Et Dieu alors, au milieu de tout cela ? Anne Robatel le convoque lorsqu’il s’agit d’essayer de trancher la question de ce que peut désigner le mot “lecteur” dans un commentaire de texte sans recouvrir quelque question de genre (car pourquoi pas “lecteur.trice.s” ?), quel que soit le texte étudié par ailleurs.

Ainsi Anne Robatel choisit-elle de désigner son texte présentement en cours comme “écrit pour le ‘lecteur’, c’est-à-dire qu’il tend vers un point de vue universel et transcendant, un point de vue qui m’échappe et qu’on pourrait aussi bien désigner par le nom de ‘Dieu’, qui est peut-être justement ce que d’autres voudraient aujourd’hui désigner par un point médian, ou encore un néologisme au genre neutre, un néologisme qui reste à inventer”.

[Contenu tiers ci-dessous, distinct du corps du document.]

PR #439, opened 2024-08-16
Fix several issues with wheel builds

KyleFromNVIDIA:
* Ensure correct directory layout in both wheels
* Add CMake entry point to libkvikio wheel
* Require kvikio wheel to use libkvikio wheel
* Exclude unneeded source files from wheel


cpp/cmake/rapids_config.cmake
```diff
@@ -26,10 +26,12 @@ else()
   )
 endif()
 
+set(rapids-cmake-repo KyleFromNVIDIA/rapids-cmake)
+set(rapids-cmake-branch nvcomp-nested-dir)
 if(NOT EXISTS "${CMAKE_CURRENT_BINARY_DIR}/KVIKIO_RAPIDS-${RAPIDS_VERSION_MAJOR_MINOR}.cmake")
   file(
     DOWNLOAD
-    "https://raw.githubusercontent.com/rapidsai/rapids-cmake/branch-${RAPIDS_VERSION_MAJOR_MINOR}/RAPIDS.cmake"
+    "https://raw.githubusercontent.com/KyleFromNVIDIA/rapids-cmake/nvcomp-nested-dir/RAPIDS.cmake"
```
KyleFromNVIDIA, line 34: This is to get the changes in rapidsai/rapids-cmake#675 and will be removed once that is merged.

python/libkvikio/pyproject.toml
```diff
@@ -55,3 +56,6 @@ requires = [
     "cmake>=3.26.4,!=3.30.0",
     "ninja",
 ] # This list was generated by `rapids-dependency-file-generator`. To make changes, edit ../../dependencies.yaml and run `rapids-dependency-file-generator`.
+
+[project.entry-points."cmake.prefix"]
+libkvikio = "libkvikio"
```
jameslamb, line 61: I didn't realize `scikit-build` allowed you to do this.

https://github.com/scikit-build/scikit-build-core/blob/8cbd92f430c20ad5e0d9725198a1397ab599437d/docs/cmakelists.md?plain=1#L83-L87

https://github.com/scikit-build/scikit-build-core/blob/8cbd92f430c20ad5e0d9725198a1397ab599437d/src/scikit_build_core/builder/builder.py#L129-L131

Interesting! If you know the history for why this re-uses the `project.entry-points` table (which I'd always thought was intended to provide CLI commands that call into Python code), instead of having `scikit-build-core`-specific configuration that just accepts a list of paths to append to `CMAKE_PREFIX_PATH`, I'd love to hear it.

python/kvikio/pyproject.toml
```diff
@@ -127,6 +127,7 @@ ninja.make-fallback = true
 sdist.exclude = ["*tests*"]
 sdist.reproducible = true
 wheel.packages = ["kvikio"]
+wheel.exclude = ["*.pyx", "*.pxd"]
```
jameslamb, line 130: oh nice! Makes sense to me that `kivkio` wouldn't need to include these sources, and that`libkvikio` would be the only one that needs the library and headers.

This is a good trick to keep in mind as we continue with other libraries for https://github.com/rapidsai/build-planning/issues/33.

jameslamb (approved):
these changes all make sense to me, thanks

python/libkvikio/pyproject.toml
KyleFromNVIDIA: CLI commands are just one use case for entry points. In reality they can be used for many different things.

The reason a `scikit-build-core`-specific configuration isn't used is because `CMAKE_PREFIX_PATH` isn't used when buiilding *this* package, but rather when building packages that consume it. Some sort of metadata has to be installed along with this package. Entry points are the way to do that.

jameslamb: ooooo I see. Thanks for explaining that!

KyleFromNVIDIA:
cc @msarahan

msarahan (approved):
good fixes! Thanks.

robertmaynard (approved):

python/kvikio/pyproject.toml
vyasr: I agree with not including pyx files, but we should be careful about not including pxd files. I _think_ this is currently fine for kvikio because none of kvikio's pxd files are intended for public consumption, but that is definitely not going to be generally true in RAPIDS. Most of the time we do want to include the pxd files.

ci/build_wheel_python.sh
```diff
@@ -24,6 +24,7 @@ cd "${package_dir}"
 echo "libkvikio-${RAPIDS_PY_CUDA_SUFFIX} @ file://$(echo ${CPP_WHEELHOUSE}/libkvikio_*.whl)" > ./constraints.txt
 
 PIP_CONSTRAINT="${PWD}/constraints.txt" \
+SKBUILD_CMAKE_ARGS="-DFIND_KVIKIO_CPP=ON;-DCMAKE_INSTALL_INCLUDEDIR=kvikio/include;-DCMAKE_INSTALL_LIBDIR=kvikio/lib64" \
```
vyasr, line 27: Why do we need to specify the include and lib install dirs for the Python package? What gets installed to these directories, and why isn't it part of the libkvikio package instead?

KyleFromNVIDIA: Looks like it's currently just installing `nvcomp` and `gdeflate`. I'll see if there's some way to not have these present in the wheel.

KyleFromNVIDIA: I've prevented `nvcomp` from being installed and removed these arguments.

python/kvikio/pyproject.toml
KyleFromNVIDIA: I've put back the `*.pxd` files.

KyleFromNVIDIA: I've also opened https://github.com/rapidsai/ucxx/pull/270 to correct a mistake I made.

ci/build_wheel_python.sh
KyleFromNVIDIA: > I think installing libnvcomp*.so while avoiding installing the headers is the right choice because we don't want to make our wheels provide a complete installation of nvcomp that consumers could try to use.

That's what's currently happening here. `libnvcomp*.so` is located in the `kvikio/_lib` directory, and no headers are installed.

vyasr: Oh good right we do this correctly [here](https://github.com/rapidsai/kvikio/blob/branch-24.10/python/kvikio/CMakeLists.txt#L58). I forgot that I walked Michael through this in #369. This looks good, then.

vyasr (approved):

PR #441, opened 2024-08-19
Remove NumPy <2 pin

seberg:
This PR removes the NumPy<2 pin. This is desirable for RAPIDS projects that do not have a strong numpy/cupy dependency.
Not doing any math, they don't run into subtle issues, but the pin was still necessary briefly before NumPy 2 was initially released.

Cela vous laisse perplexe ? Cela tombe bien, c’est peut-être un pas de fait vers le féminisme car, dit Anne Robatel ; “être féministe, c’est être perplexe”. Face aux injonctions du féminisme comme à celles de ceux qu’il rend... perplexe.

K. M.

• Dieu, le point médian et moi, Anne Robatel, éditions Intervalles, 80 p., 8 €.


Mots en couleur

Comment naît un écrivain ? La question appelle mille réponses. Ou aucune. Concernant la narratrice de Térébenthine, à travers laquelle l’auteure Carole Fives (Une Femme au téléphone, Tenir jusqu’à l’aube...) raconte ses années aux Beaux-Arts de Lille, c’est en voulant devenir peintre qu’elle est entrée en écriture.

Au début des années 2000, la peinture est morte, partout l’on chante son oraison funèbre un sourire en coin, les artistes entrepreneurs, les chefs de chantiers conceptuels règnent sur le “marché”. Un marché dont les femmes constituent la portion congrue ou muette – celle qui pose de tout temps dans les œuvres, un statut de prétendue muse pour toute consolation.

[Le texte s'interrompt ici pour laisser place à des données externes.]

PR #118, opened 2016-08-19
[api-change] Improve taggable mixin by removing hard-coded path to taggable resource

abought:
## Ticket
https://openscience.atlassian.net/browse/PREP-55

❗ This PR is a dependency for https://github.com/CenterForOpenScience/ember-preprints/pull/46

⚠️ This is a backwards-incompatible change. It changes the call signature of actions on the TaggableMixin.

# Purpose
Supports tagging on pages where the thing to tag is not defined in the `model` hook of the route.

Changes how the `addATag` and `removeATag` mixins are used. Instead of passing `addATag=(action 'addATag')`, curry it so that the first argument is always implicitly there for any components (like `tags-widget`) that need it:

`addATag=(action 'addATag' model)`

This makes the mixin less tied to how variables are named on the route. (widgets only have to decide to do with tag text, not figure out what model to use)

# Notes for Reviewers
This will break any consuming apps that use the taggable mixin, until usages are updated. Sorry about that, but it's in a good cause...

Ultimately, we will probably want all usages of the mixin to work this way.

## Routes Added/Updated
Dummy app:
- File detail
- Node detail

Ember preprints:
- /submit

Audited other COS ember apps but none appeared to be using mixin yet.

### DIFF
--- a/addon/components/tags-widget/component.js
+++ b/addon/components/tags-widget/component.js
@@ -49,15 +49,20 @@ export default Ember.Component.extend({
                     this.send('removeATag', tag);
                 }
             });
-            // Populate the widget with the default tags passed in
-            let tags = this.get('tags');
-            this.$().importTags(tags.join(', '));
         });
+    }),
+
+    _doPopulateTags: Ember.observer('tags', function() {
+        // Rerender the list of tags whenever the node model changes. Useful if node.tags is not defined when page loads.
+        // Provide a default value in case tags weren't defined when component first rendered
+        this.$().importTags('');
+        let tags = this.get('tags') || [];
+        this.$().importTags(tags.join(', '));
     }),
 
     actions: {
         addATag(tag) {
-            //Calls a curried closure action which was provided the model
+            // Calls a curried closure action which was provided the model
             this.attrs.addATag(tag);
         },
         removeATag(tag) {
@@ -65,7 +70,7 @@ export default Ember.Component.extend({
             if (!tag) {
                 return false;
             }
-            this.sendAction('removeATag', tag);
+            this.attrs.removeATag(tag);
         }
     }
 });
--- a/addon/components/tags-widget/component.js
+++ b/addon/components/tags-widget/component.js
@@ -14,8 +14,8 @@ import layout from './template';
  *
  * ```handlebars
  * {{tags-widget
- *   addATag=(action 'addATag')
- *   removeATag=(action 'removeATag')
+ *   addATag=(action 'addATag' model)
+ *   removeATag=(action 'removeATag' model)
  *   tags=model.tags}}
  * ```
  * @class tags-widget
@@ -57,6 +57,7 @@ export default Ember.Component.extend({
 
     actions: {
         addATag(tag) {
+            //Calls a curried closure action which was provided the model
             this.attrs.addATag(tag);
         },
         removeATag(tag) {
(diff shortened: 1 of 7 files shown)


addon/components/tags-widget/component.js
```diff
@@ -49,22 +49,28 @@ export default Ember.Component.extend({
...
-            // Populate the widget with the default tags passed in
-            let tags = this.get('tags');
-            this.$().importTags(tags.join(', '));
         });
     }),
 
+    didRender() {
+        // Rerender the list of tags whenever the node model changes. Useful if node.tags is not defined when page loads.
+        // Provide a default value in case tags weren't defined when component first rendered
+        this.$().importTags('');
```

Avec Lucie, l’excentrique pragmatique, et surtout Luc, peintre fiévreux que son art consume, avec qui elle forme un trio surnommé Térébenthine par les moqueurs, la jeune femme tente de résister, notamment aux profs qui n’ont que mépris pour les barbouilleurs, relégués dans les souterrains des Beaux-Arts comme aux oubliettes.

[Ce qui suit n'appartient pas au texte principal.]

PR #123, opened 2016-08-25
Add hideSearch component param to osf-navbar

hmoco:

### DIFF
--- a/addon/components/osf-navbar/component.js
+++ b/addon/components/osf-navbar/component.js
@@ -12,12 +12,24 @@ import { getAuthUrl } from 'ember-osf/utils/auth';
 /**
  * Display the OSF navbar
  * @class osf-navbar
+ * Sample usage:
+ * ```handlebars
+ * {{osf-navbar
+ *   hideSearch=true
+ *  }}
+ * ```
  */
 export default Ember.Component.extend({
     layout,
     session: Ember.inject.service(),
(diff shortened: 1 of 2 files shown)


abought:
Can you provide documentation for this parameter, and a default value in the controller in case the user doesn't specify one?  Future users of the component should be able to figure out what it does and how to use it/ where it comes from.

This is one area where ember components are kind of weird- it's not always easy to reuse them across different projects. Working from example gets harder when the examples are in many different github repos!

Sample usage example: https://github.com/abought/ember-osf/blob/ea1462dfd277155da6a3d803075fd7e375bb8638/addon/components/eosf-project-nav/component.js#L15-L19
YUIDoc sample format for an individual property, https://github.com/abought/ember-osf/blob/368ecb93941976f91d67a8317f017fdb84d01fcd/addon/components/tags-widget/component.js#L32-L32

The result of those docstrings is something like this (we use YUIDoc format):
https://abought.github.io/ember-osf/classes/tags-widget.html

hmoco:
@abought let me know when you can merge this

abought:
Also- I can fix this later, but it seems like some information got lost in a merge commit as we both updated the sample usage.

https://github.com/CenterForOpenScience/ember-osf/blob/develop/addon/components/osf-navbar/component.js#L10-L17

abought:
Looks good. Will merge when tests passing.

PR #125, opened 2016-08-25
Add the ability to pass along sendEmail=False when adding a contributor

erinspace:
## Ticket
Vaguely related to Preprints Ticket - https://openscience.atlassian.net/browse/PREP-130

# Purpose
Preprints needed the ability to send an email to preprint authors after the whole preprint process has been completed, which does not happen until after a normal project has been created and contributors added to it. So, we needed a way to pass along OSF API v2's query parameter `send_email=False` when creating a contributor from Ember OSF through the preprints interface! 

Then, the email can be sent after the whole preprint process is completed, and users unfamiliar with the OSF can receive an email with language about the preprint and not an unanticipated "project."

# Notes for Reviewers
- I am very new to ember, so style, testing, really any improvement pointers welcome!
- I also may very well have broken other places within ember OSF that use the addContributor method (tho I tried to cover the bases). Is there a way to add a default parameter? This has been locally tested with ember-preprints, but have not done functional testing on ember-osf. 
- Does SHARE call this method ever? In its curation interface maybe?

## Routes Added/Updated
- Adapter for contributor to pass along `?send_email=false` when adding a contributor with that set.
- send along the query parameter in the node-actions mixin
- `sendEmail` added to the contributor model
- pass along `sendEmail` in the node model
- also in the contrib-manager component test

### DIFF
--- a/addon/adapters/contributor.js
+++ b/addon/adapters/contributor.js
@@ -7,7 +7,7 @@ export default OsfAdapter.extend({
             var sendEmail = true;
             if (snapshot) {
                 nodeId = snapshot.record.get('nodeId');
-                sendEmail = snapshot.record.get('sendEmail')
+                sendEmail = snapshot.record.get('sendEmail');
             } else {
                 nodeId = id.split('-').shift();
             }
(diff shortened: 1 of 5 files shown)


addon/adapters/contributor.js
```diff
@@ -21,8 +23,14 @@ export default OsfAdapter.extend({
                     return `${base}${id.split('-').pop()}/`;
                 }
 
+                var requestUrl = `${base}?embed=node`;
+
+                if (!sendEmail) {
+                    requestUrl += `&send_email=false`;
+                }
+
                 // Needed for Ember Data to update the inverse record's (the node's) relationship
```
samchrisinger: This comment belongs with the `?embed=node`

PR #129, opened 2016-08-29
Feature/Manually update store as reordering contributors

pattisdr:
❗ Needed for https://github.com/CenterForOpenScience/ember-preprints/pull/113
# Purpose

APIv2 reordering contributor only takes in contributor you are modifying and that contributor's new index.  Ember store was only being updated with that particular contributor's index - no other contributors were changing which could lead to this case:

screen shot 2016-08-29 at 7 11 50 am

So one index is correct, the other is incorrect. 

# Changes
Manually updates remaining contributors in the store with correct index.  Thanks to @samchrisinger for talking through this with me.

# Notes for Reviewers


pattisdr:
Failing test has to do with file renderer - nothing to do with this PR.

abought:
> Failing test has to do with file renderer - nothing to do with this PR.

Failing tests should be addressed in #130 . :)

pattisdr:
Thank you @abought!

PR #132, opened 2016-08-31
Feature/iframe change height dynamically for text files

pattisdr:
# Ticket 
https://openscience.atlassian.net/browse/PREP-146

# Purpose
Makes height of iframe same height as txt file.  More work needed for rendering pdfs, ppts, .docx, etc.

# Notes for Reviewers


pattisdr:
Maybe not such a good idea to render entire txt file on page, since it bumps file selector to bottom. Still have unresolved issue to get pdfs to render properly.  Closing for now.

Mais c’est la peinture qui résiste : qu’en faire, comment, et que faire de soi ? C’est là que point l’écriture, là que les formes finissent par dessiner des mots sous le poil du pinceau auquel il pousse une plume. L’écriture serait une peinture sans artifices, sans logistique, sans matière mais qui incarne les mondes plus que le pinceau ne les trace.

Et surtout l’écriture est l’expérience de la solitude absolue. C’est soi avec soi et avec les mots au-dedans de soi. De là, le Je serai peintre de la narratrice, qui dévide un destin pour en crayonner un autre, est comme le Ceci n’est pas une pipe de Magritte ; la naissance de l’écrivain derrière le renoncement à l’art pictural trop soumis au diktat... du discours, cette langue convenue, officielle jusque dans sa dissidence, appauvrie à force de sophistication, à qui la littérature substitue la richesse de la langue et l’infinie palette de mots.

K. M.

Térébenthine, Carole Fives, Gallimard, 176 p., 16,50 €.